THE PROBLEM. Reproduce exactly, from the data that follows, the line with "libfabric: fix logging when it retries", the line with "at predictable intervals.", and every line that lies between them.

[THE RECORDS Boundary: Start]

PR #1431, opened 2026-03-17
libfabric: fix logging when it retries

fengjica:
Today when retries happen, at 1 per 100 attempts, it floods the log. This change makes exponentially backoff logging until INT_MAX / 2,  and then logging at regular interval because that's already bad enough to indicate a bigger issue.

## What?
Busy retrying at initialization can take 1 - 2 seconds on some platforms. It floods the log when that's done at 1 per 100 attempts. E.g.
I0317 18:48:10.397101  162355 libfabric_rail.cpp:1202] fi_read still retrying EAGAIN on rail 0 after 100 attempts
...
I0317 18:48:12.180008  162355 libfabric_rail.cpp:1202] fi_read still retrying EAGAIN on rail 0 after 6553600 attempts

## Why?
Makes one hard to scroll in logs.

## How?
Logging only at iterations of power of (100 *) 2 until INT_MAX /2 (over 2 billion). If it's still retrying after that point, just let it be.

## Summary by CodeRabbit

* **Refactor & Optimization**
  * Reduced logging verbosity during prolonged retry loops to minimize log spam and surface more actionable messages.
  * Centralized and standardized retry logging with an exponential backoff so entries appear less frequently and at predictable intervals.
  * Adjusted retry counter handling for more consistent and robust retry behavior, improving observability and stability.

### DIFF
--- a/src/utils/libfabric/libfabric_rail.cpp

[THE RECORDS Boundary: End]

ANSWER SPACE.
libfabric: fix logging when it retries

fengjica:
Today when retries happen, at 1 per 100 attempts, it floods the log. This change makes exponentially backoff logging until INT_MAX / 2,  and then logging at regular interval because that's already bad enough to indicate a bigger issue.

## What?
Busy retrying at initialization can take 1 - 2 seconds on some platforms. It floods the log when that's done at 1 per 100 attempts. E.g.
I0317 18:48:10.397101  162355 libfabric_rail.cpp:1202] fi_read still retrying EAGAIN on rail 0 after 100 attempts
...
I0317 18:48:12.180008  162355 libfabric_rail.cpp:1202] fi_read still retrying EAGAIN on rail 0 after 6553600 attempts

## Why?
Makes one hard to scroll in logs.

## How?
Logging only at iterations of power of (100 *) 2 until INT_MAX /2 (over 2 billion). If it's still retrying after that point, just let it be.

## Summary by CodeRabbit

* **Refactor & Optimization**
  * Reduced logging verbosity during prolonged retry loops to minimize log spam and surface more actionable messages.
  * Centralized and standardized retry logging with an exponential backoff so entries appear less frequently and at predictable intervals.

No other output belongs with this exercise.